> **SOURCE MATERIAL**
□ □ □
PR #395, opened 2018-03-09
writer: inherit and use "skip_ssl_validation" setting from Agent v{5,6}

gbbr:
This should permit use-cases of running the agent behind a proxy such as `haproxy`, using the `skip_ssl_validation: true` setting in the config file.

### DIFF
--- a/config/merge_ini.go
+++ b/config/merge_ini.go
@@ -67,6 +67,13 @@ func mergeIniConfig(c *AgentConfig, conf *File) error {
 		} else if pURL != nil {
 			c.ProxyURL = pURL
 		}
+
+		switch m.Key("skip_ssl_validation").MustString("") {
+		case "yes", "true", "1":
+			c.SkipSSLValidation = true
+		case "no", "false", "0":
+			c.SkipSSLValidation = false
+		}
 	}
 
 	// [trace.api] section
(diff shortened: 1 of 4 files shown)


config/merge_yaml.go
```diff
@@ -18,10 +18,11 @@ import (
...
 type YamlAgentConfig struct {
-	APIKey   string `yaml:"api_key"`
-	HostName string `yaml:"hostname"`
-	LogLevel string `yaml:"log_level"`
-	Proxy    proxy  `yaml:"proxy"`
+	APIKey            string `yaml:"api_key"`
+	HostName          string `yaml:"hostname"`
+	LogLevel          string `yaml:"log_level"`
+	Proxy             proxy  `yaml:"proxy"`
+	SkipSSLValidation string `yaml:"skip_ssl_validation"`
```
LotharSee: You should make it a `*bool` (like `traceAgent.Enabled`) so that you don't have to test manually yes, true, 1, ...

gbbr:
@LotharSee done. PTAL.

config/merge_ini.go
```diff
@@ -67,6 +67,13 @@ func mergeIniConfig(c *AgentConfig, conf *File) error {
 		} else if pURL != nil {
 			c.ProxyURL = pURL
 		}
+
+		switch m.Key("skip_ssl_validation").MustString("") {
```
gbbr: This package also has a `Bool` method, but I wasn't sure whether to use it or not. I chose not to, because it wasn't used elsewhere either.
□ □ □
> **WHAT YOU SHOULD DO**
Give the number of lines in the data that contain "HostName", with no other words.

> **ANSWER BELOW**
2